Doce Notas

Unas vísperas celestiales

opinion  Unas vísperas celestiales

Mireia Barrera. Cortesía FeMAP

Corría el 2012 cuando un grupo de amigos, agrupados bajo el nombre Associació  d’Amics de les Misses Polifòniques, impulsó el proyecto de revitalizar en Cataluña la tradición litúrgica de cantar misas polifónicas durante el culto religioso. Para ello encargaron a Barrera la creación de un conjunto vocal profesional que pudiera llevar a cabo tal empeño con las máximas garantías artísticas y fijaron un calendario anual de celebraciones.

Cada uno de los oficios estaría dedicado a un gran compositor de música sacra europeo, sucediéndose así grandes nombres como Claudio Monteverdi, Francisco Guerrero,  Tomás Luis de Victoria o Johann Sebastian Bach, entre otros. Ante el éxito de la iniciativa,  el proyecto de las misas polifónicas se ha ido realizando cada año hasta el presente, al cual se ha sumado este verano un nuevo ciclo de conciertos en un total de cinco monasterios catalanes.

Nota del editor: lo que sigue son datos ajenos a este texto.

PR #332, opened 2022-03-12
edit(docs): change expresion to more idiomatic lua

kunzaatko:
```lua
a = a or {}
```
is more lua like


kunzaatko:
This may be very opinionated, so feel free to reject and sorry if you do not agree and this is the case...

L3MON4D3:
No worries, it's definitely more readable :)
Thank you! :D

PR #333, opened 2022-03-12
Replace md2vim with panvimdoc

leiserfg:


leiserfg:
This is a POC, this one supports tables, is written in lua and the dev is very quick to reply. While the guys md2vim haven't even commented in a PR I did half a year ago.

L3MON4D3:
Yeah, that's a good idea. Did you notice any problems with the generated docs?
Trailing spaces are removed from the vimdoc, so that's a plus already, not sure if I'd make use of tables, but the possibility is nice.

leiserfg:
There was an small problem with the generator and I did a pr to fix it, and the fix got merged like 5 minutes after.

L3MON4D3:
Okay nice, then this is definitely the way forward
Thank you!

L3MON4D3:
Could you resolve the conflicts? I'm on the go and have no idea how to just use your version of the file via web-interface.

L3MON4D3:
Perfect, thanks a lot👍👍👍

Issue #339, opened 2022-03-15
[Question] Adding tree-sitter based expansion conditions


yilinwei:
Hi,

First of all, thanks for the awesome package; it's been really fun to play around with so far.

Would it be possible to upstream some more functions for tree-sitter based expansions e.g. expand only when found inside a node block? I've found them to be quite useful for autosnippets.

L3MON4D3:
Yeah those are pretty nice, and more would be great. I don't have much experience writing queries, if you already have some, feel free to open a PR :)

max397574:
that doesn't require queries
It's about node types
An example for this can be found here:
https://github.com/nvim-treesitter/nvim-treesitter/issues/1184#issuecomment-830388856
I think this could be done with a function snippet

L3MON4D3:
*"much experience with treesitter", as is evident at least now :D
That link looks promising, we could use a function that takes that table of node-names and returns the condition-function, which returns if the cursor is inside any of these nodes.

max397574:
you could do that
or just put it in the wiki and let users to it themselfs

molleweide:
Another tip on ts is to follow 'refactor.nvim'

L3MON4D3:
> you could do that or just put it in the wiki and let users to it themselfs

I think this is something I'd actually put in the repo, sounds flexible+useful enough. We also have a few conditions in `extras` already.

L3MON4D3:
> Another tip on ts is to follow 'refactor.nvim'. They have written nice helpers for ts that one can learn from.

Could you post a link? Couldn't find them :/

dvdsk:
> Could you post a link? Couldn't find them :/

I think he means https://github.com/ThePrimeagen/refactoring.nvim/blob/master/lua/refactoring/treesitter/treesitter.lua

molleweide:
Sorry, yeah the link provided by dvdsk is the correct one!

yilinwei:
> ... we could use a function that takes that table of node-names and returns the condition-function, which returns if the cursor is inside any of these nodes.

Yes, that's how I'm doing i currently. It works fairly well, but _is_ dependent on how good the grammar is for the target language.

dvdsk:
TJ has a youtube series on luasnip, he explains a treesitter snippet here: https://youtu.be/KtQZRAkgLqo?t=1350 and he mentions his next video will look at hem in detail. Maybe he has some useful insights?

molleweide:
[...]

PR #340, opened 2022-03-16
[WIP] Treesitter based conditions

yilinwei:
Initial speculative PR for discussion for issue #339.

### DIFF
--- a/lua/luasnip/extras/expand_conditions.lua
+++ b/lua/luasnip/extras/expand_conditions.lua
@@ -5,4 +5,24 @@ function M.line_begin(line_to_cursor, matched_trigger)
 	return line_to_cursor:sub(1, -(#matched_trigger + 1)):match("^%s*$")
 end
 
+function M.node_types(node_types)
+
+	local ts_utils = require'nvim-treesitter.ts_utils'
+	local node_types = type(node_types) == "table" and node_types or { node_types }
+
+	local function cond()
+		local node = ts_utils.get_node_at_cursor()
+                if node ~= nil then
+		        for _, node_type in ipairs(node_types) do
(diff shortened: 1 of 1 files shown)


L3MON4D3:
Nice! Thanks for whipping something up quickly :+1:

AFAICT this works only if the cursor is directly inside one of the passed nodes, right? (Eg. if you're inside a function inside a class, the class-snippets wouldn't match). imo it should check all nodes up to the root (is there a function by `ts_utils` for doing so?).

Apart from that, I'd just be in favor of naming the function`in_node`, but that's pretty minor.

What do you think?

yilinwei:
@L3MON4D3

Yes, this probably isn't ideal for certain grammars; I'd like to leave this PR hanging for a while to understand some of the requirements of other languages.

I'm currently using it for rust, where an exact match is very useful. I've written a few (modified) snippets below which I personally use.

```rust
fn foo() {
  // the treesitter cursor within here is "block"
  let mut bar = 1; // expand lm. Note that I don't want to expand `lm` unless I'm within the "block" e.g. expanding on the rhs is invalid.
  let x = || {
    // this is also "block"
  };
}

// this is "source_file", `let` here is invalid

impl Foo {
  // this is "declaration_list"
  fn test() {
    // this is also "block"
  }
}

// this is "source_file"

#[derive(Default)] // within the arguments, the node is `meta_arguments`. Expand 'df'
struct Foo();
```

```lua
  local let_mut_snippet = s("lm", { t("let mut "), i(1), t(" = "), i(2), t(";") }, { cond = cond.in_node("block") })
  local default_derive_snippet = s("df", t("Default"), { cond = cond.in_node("meta_arguments") })
```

El pasado 30 de julio, en el marco monástico de Santa María de Ripoll y dentro del Festival de Música Antigua dels Pirineus (FeMAP), la espléndida formación barcelonesa dirigida por Mireia Barrera – integrada por cantantes habituales en coros tan principales como Collegium Vocale Gent o la Capella Reial de Catalunya – nos brindó una exquisita velada musical centrada en el oficio de Vísperas dedicado a Santa Maria. Para ello se alternaron una suerte de antífonas gregorianas marianas con una selección de cánticos e himnos de alabanza a la Virgen de tres grandes maestros de la polifonía: Guerrero, Victoria y Monteverdi. Del primero pudimos escuchar el imponente himno mariano “Ave maria stella” y del último, un emotivo “Magníficat”.

El grueso del programa estuvo protagonizado por la expresiva – y a menudo casi expresionista-  música del maestro Victoria, del cual pudimos escuchar: “Nisi Dominus” (salmo 126), “Laudate Dominum omnes gentes” (salm 116), “ Regina caeli lactare” (a 8 voces) y la célebre “Ave María” (a 4), entre otras.

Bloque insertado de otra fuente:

PR #344, opened 2022-03-17
Loader for lua-native snippets.

L3MON4D3:
As discussed [here](https://github.com/L3MON4D3/LuaSnip/discussions/341), a loader for lua-snippets.
Some stuff is still custom to my setup ([global scope for snippet-files](https://github.com/L3MON4D3/Dotfiles/blob/master/.config/nvim/lua/plugins/luasnip/helpers.lua#L3-L56)), and some is missing (reload+edit).

To avoid having to define all of `local s = ls.snippet local i = ls.insert_node ...` at the beginning of each file, I propose using `setfenv` for adding these definitions to all of the loaded lua-files.
The definition would be globally configurable, and default to the names (`s`, `i`, `t`, ...) used in `Examples/snippets.lua` (see the link above for the implementation, I'll port add that in this PR too). This has the added benefit of being able to set global defaults for some snippet-options, eg. for [choiceNode](https://github.com/L3MON4D3/LuaSnip/blob/master/DOC.md#choicenode).

### DIFF
--- a/lua/luasnip/loaders/from_lua.lua
+++ b/lua/luasnip/loaders/from_lua.lua
@@ -24,8 +24,7 @@ local function load_files(ft, files)
 		local size = vim.loop.fs_fstat(fd).size
 		local func_string = vim.loop.fs_read(fd, size)
 		-- bring snippet-constructors into global scope for that function.
-		func_string = 'dofile("/home/simon/.config/nvim/lua/plugins/luasnip/helpers.lua").setup_snip_env() '
-			.. func_string
+		func_string = 'require("luasnip").setup_snip_env() ' .. func_string
 		local file_res = loadstring(func_string)()
 
 		-- make sure these aren't nil.
--- a/lua/luasnip/loaders/from_lua.lua
+++ b/lua/luasnip/loaders/from_lua.lua
@@ -25,17 +25,20 @@ local function load_files(ft, files)
 		local func_string = vim.loop.fs_read(fd, size)
 		-- bring snippet-constructors into global scope for that function.
 		func_string = 'require("luasnip").setup_snip_env() ' .. func_string
-		local file_res = loadstring(func_string)()
+		local file_snippets, file_autosnippets = loadstring(func_string)()
 
 		-- make sure these aren't nil.
-		file_res.snippets = file_res.snippets or {}
-		file_res.autosnippets = file_res.autosnippets or {}
+		file_snippets = file_snippets or {}
+		file_autosnippets = file_autosnippets or {}
 
 		-- keep track of snippet-source.
-		cache.path_snippets[file] = file_res
+		cache.path_snippets[file] = {
+			snippets = file_snippets,
+			autosnippets = file_autosnippets,
+		}
 
-		vim.list_extend(ft_snippets, file_res.snippets)
-		vim.list_extend(ft_autosnippets, file_res.autosnippets)
+		vim.list_extend(ft_snippets, file_snippets)
+		vim.list_extend(ft_autosnippets, file_autosnippets)
 
 		-- use lua autocommands here as soon as they're stable.
 		-- stylua: ignore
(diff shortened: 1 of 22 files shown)


L3MON4D3:
:P

leiserfg:
As you see in the last commit the enumerations in the doc were fixed, I fixed the panvimdoc upstream :tada:

L3MON4D3:
Yeah, I saw that and kind of wondered what changed xD
Very nice :ok_hand:

lua/luasnip/loaders/from_lua.lua
```diff
@@ -0,0 +1,209 @@
...
+			]],
+			-- augroup name may not contain spaces.
+			file:gsub(" ", "_"),
+			-- escape for autocmd-pattern.
+			file:gsub(" ", "\\ "),
+			file
+		))
+	end
+
+	ls.add_snippets(ft, ft_snippets, { type = "snippets" })
```
mathjiajia, line 60: here, `ls` has not been defined

L3MON4D3: Ouh, great catch, it's global in my config, so I didn't notice it.
TY :+1:

weilbith:
I have a custom implementation of that myself. One thing I think would be a great addition is a typical `Vim` concept where you can have either a `<filetype>.lua` file or a `<filetype>/*` directory where everything gets loaded from. I use the simple `init.lua` for this case and just `require` the filetype. Thereby it doesn't matter if it is a single file or a whole directory.
At least for me, the number of snippets for a single language quickly sum up to many lines of code. And I'm generally a fan of small/medium long files for better maintainability.

weilbith:
Are the Lua language servers good enough to understand these environments for functions? Would be ugly to have tons of undefined whatsoever diagnostics. And defining them as read-only globals for every Lua file is also not optimal.

leiserfg:
> Are the Lua language servers good enough to understand these environments for functions? Would be ugly to have tons of undefined whatsoever diagnostics. And defining them as read-only globals for every Lua file is also not optimal.

They are not. If you need that you could import it as usual.

L3MON4D3:
> I have a custom implementation of that myself. One thing I think would be a great addition is a typical `Vim` concept where you can have either a `<filetype>.lua` file or a `<filetype>/*` directory where everything gets loaded from. I use the simple `init.lua` for this case and just `require` the filetype. Thereby it doesn't matter if it is a single file or a whole directory. At least for me, the number of snippets for a single language quickly sum up to many lines of code. And I'm generally a fan of small/medium long files for better maintainability.

Allowing a `ft/`-directory inside the luasnippet-collection shouldn't be a problem, I left it out for now for simplicity. Would you open an issue for tracking that?

L3MON4D3:
> Are the Lua language servers good enough to understand these environments for functions? Would be ugly to have tons of undefined whatsoever diagnostics. And defining them as read-only globals for every Lua file is also not optimal.

Yeah, they have no chance, line setting up the environment is added at [runtime](https://github.com/L3MON4D3/LuaSnip/blob/master/lua/luasnip/loaders/from_lua.lua#L26) :D
There are supposed to be project-local settings (`.luarc.json`), but I couldn't get them to work.

weilbith:
> > I have a custom implementation of that myself. One thing I think would be a great addition is a typical `Vim` concept where you can have either a `<filetype>.lua` file or a `<filetype>/*` directory where everything gets loaded from. I use the simple `init.lua` for this case and just `require` the filetype. Thereby it doesn't matter if it is a single file or a whole directory. At least for me, the number of snippets for a single language quickly sum up to many lines of code. And I'm generally a fan of small/medium long files for better maintainability.
> 
> Allowing a `ft/`-directory inside the luasnippet-collection shouldn't be a problem, I left it out for now for simplicity. Would you open an issue for tracking that?

👍🏾  #349

weilbith:
> > Are the Lua language servers good enough to understand these environments for functions? Would be ugly to have tons of undefined whatsoever diagnostics. And defining them as read-only globals for every Lua file is also not optimal.
> 
> Yeah, they have no chance, the line setting up the environment is added at [runtime](https://github.com/L3MON4D3/LuaSnip/blob/master/lua/luasnip/loaders/from_lua.lua#L26) :D There are supposed to be project-local settings (`.luarc.json`), but I couldn't get them to work.

Okay, that is sad. But it is an opt-in feature. So even if I decide to switch to this loader here, I can still just import everything (I rename them anyways...).

PR #346, opened 2022-03-18
Update action

leiserfg:
Not sure if it will fix the issue, but just in case


L3MON4D3:
I'll take it, let's see :D

PR #348, opened 2022-03-18
add(comment): note for user for the filetype from treesitter

kunzaatko:


L3MON4D3:
That's a good tip👍
Thank you!

kunzaatko:
Also, what are your thoughts on renaming the `updateevents` in config to `update_events`? It would adhere to the other keys as they are snake case... It would be a breaking change though...

leiserfg:
I think we are almost at the point of having a 1.0 release WDYT?

L3MON4D3:
> Also, what are your thoughts on renaming the `updateevents` in config to `update_events`? It would adhere to the other keys as they are snake case... It would be a breaking change though...

Right, changing that makes a lot of sense. We can keep the old `updateevents`, and change all the documentation to `update_events`, accepting either key will be no problem I think.

> I think we are almost at the point of having a 1.0 release WDYT?

Yes! Once `add_snippets` is merged we can probably release 1.0.
For releasing, there's [`packspec`](https://github.com/nvim-lua/nvim-package-specification), but it doesn't seem to be ready yet, so for now we should probably just use tags.

PR #1513, opened 2022-06-18
Add bdd tests for jrnl installation

### LINKED ISSUE #1473: Add installation BDD tests
### Use Case/Motivation

We've added tons of BDD tests to jrnl over the years, but it looks like we missed tests for the initial installation step that runs when no config is found.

La prestación del conjunto catalán, reforzado con un bajón (Alfonso Barreno) y el virtuoso órgano de David Malet, fue un auténtico lujo, tanto por su pureza estilística como por su impecable expresión.  No cabe más que aplaudir sinceramente la envidiable iniciativa y tan loable compromiso artístico, tal y como hizo intensamente el público que el último sábado del mes pasado ocupaba más dos tercios de la basílica ripollesa – entre el cual pudimos entrever dos importantes figuras de la sociedad musical catalana: Joan Oller, director general del Palau de la Música Catalana, y el maestro Josep Pons, director musical del Liceu. Y es que, a menudo, tal y como sucede en el ámbito gastronómico, no siempre hay que cruzar los Pirineos para poder degustar exquisiteces musicales de altísima calidad, basta con tener más buen olfato que bolsillo.